Available data START
PR #1922, opened 2025-11-28
test(coverage): ignore tests

rlve:
Changes:
- Ignore `tests` in `Codecov` report.

### DIFF
--- a/tests/stublogger.nim
+++ b/tests/stublogger.nim
@@ -14,11 +14,13 @@ when not defined(nimscript):
   when defined(chronicles_runtime_filtering):
     setLogLevel(INFO)
 
-  when defaultChroniclesStream.outputs.type.arity == 1:
-    # Hide the json logs, they're just here to check if we compile
-    proc noOutput(logLevel: LogLevel, msg: LogOutputStr) =
-      discard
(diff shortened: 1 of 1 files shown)


codecov.yml
```diff
@@ -11,3 +11,7 @@ coverage:
         target: auto
         threshold: 5%
         base: auto
+ignore:
+  - "tests/**"
+  - "examples/**"
+  - "cbind/**"
```
vladopajic: i think we should have some cbind tests in future, wdyt @richard-ramos and @gmelodie?

rlve: Right, I'll remove cbind from the list

vladopajic: and should `/performance` be excluded from coverage? and what about `/interop`  and `/tools`?

richard-ramos: > i think we should have some cbind tests in future, wdyt @richard-ramos and @gmelodie?

Yes, currently there aint none is because bindings are on early development stage

rlve: Only `tests` got picked up by Codecov at some point, so there's not need to add any other directories to the ignore list. I guess in that case I'll remove `examples` as well.

Issue #1805, opened 2025-10-28
test: `nim c tests/testall` fails if compile time flags are not provided


vladopajic:
command `nim c tests/testall` fails if compile time flags are not provided.  probably `libp2p_mix_experimental_exit_is_dest` is causing issues.

1) command  `nim c tests/testall` must always compile successfully without specifying any additional options. code needs to be fixed.
2) should there be ci workflow that ensures that `nim c tests/testall` works? daily at least? this task will ensure that default configuration of `nim-libp2p` can be used. 
3) additionally binary of `nim c tests/testall` command can be run to ensure that tests are passing when compile flags are not used.

PR #1929, opened 2025-12-03
test: ensure tests run without flags

rlve:
Addresses: [test: nim c tests/testall fails if compile time flags are not provided](https://github.com/vacp2p/nim-libp2p/issues/1805)

### DIFF
--- a/.github/workflows/daily_tests_no_flags.yml
+++ b/.github/workflows/daily_tests_no_flags.yml
@@ -1,4 +1,4 @@
-name: Daily tests without feature flags
+name: Daily without feature flags
 
 on:
   schedule:


vladopajic (approved):

.github/workflows/tests_no_flags.yml
```diff
@@ -0,0 +1,62 @@
+name: Tests without feature flags
```
vladopajic: wdyt `Daily without feature flags` ?

vladopajic: image

vladopajic: ^ would be nicer for visual grouping in this list

rlve: Sure, renamed.

PR #1930, opened 2025-12-03
test(gossipsub): make test more robust

vladopajic:
various changes in gossip sub tests:
- reduced usage of `waitForHeartbeat` - since this can be flaky 
- adding delay after connecting nodes - it is needed for node to run all handlers, open transport streams etc..

in following prs i will make wait after subscribe to be more universal. currently code uses different ways to check this.

### DIFF
--- a/libp2p/protocols/pubsub/pubsub.nim
+++ b/libp2p/protocols/pubsub/pubsub.nim
@@ -398,7 +398,7 @@ method getOrCreatePeer*(
     except CancelledError as exc:
       raise exc
     except DialFailedError as e:
-      raise (ref GetConnDialError)(parent: e)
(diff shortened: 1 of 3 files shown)


tests/libp2p/pubsub/test_all.nim
```diff
@@ -14,6 +14,3 @@ import
   test_scoring, test_timed_cache, test_preamble_store
 
 import ./component/test_all
-
-when defined(libp2p_gossipsub_1_4):
-  import test_preamble_behavior
```
vladopajic, line 19: duplicate of `test_gossipsub_control_messages.nim`  -> `emit IMReceiving while handling preamble control msg`

richard-ramos (approved):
Available data END
- [Exercise objective]: Look through the entries above for the word "testall". Copy every line where it shows up.

- [Reply to the task]:
test: `nim c tests/testall` fails if compile time flags are not provided
command `nim c tests/testall` fails if compile time flags are not provided.  probably `libp2p_mix_experimental_exit_is_dest` is causing issues.
1) command  `nim c tests/testall` must always compile successfully without specifying any additional options. code needs to be fixed.
2) should there be ci workflow that ensures that `nim c tests/testall` works? daily at least? this task will ensure that default configuration of `nim-libp2p` can be used. 
3) additionally binary of `nim c tests/testall` command can be run to ensure that tests are passing when compile flags are not used.
Addresses: [test: nim c tests/testall fails if compile time flags are not provided](https://github.com/vacp2p/nim-libp2p/issues/1805)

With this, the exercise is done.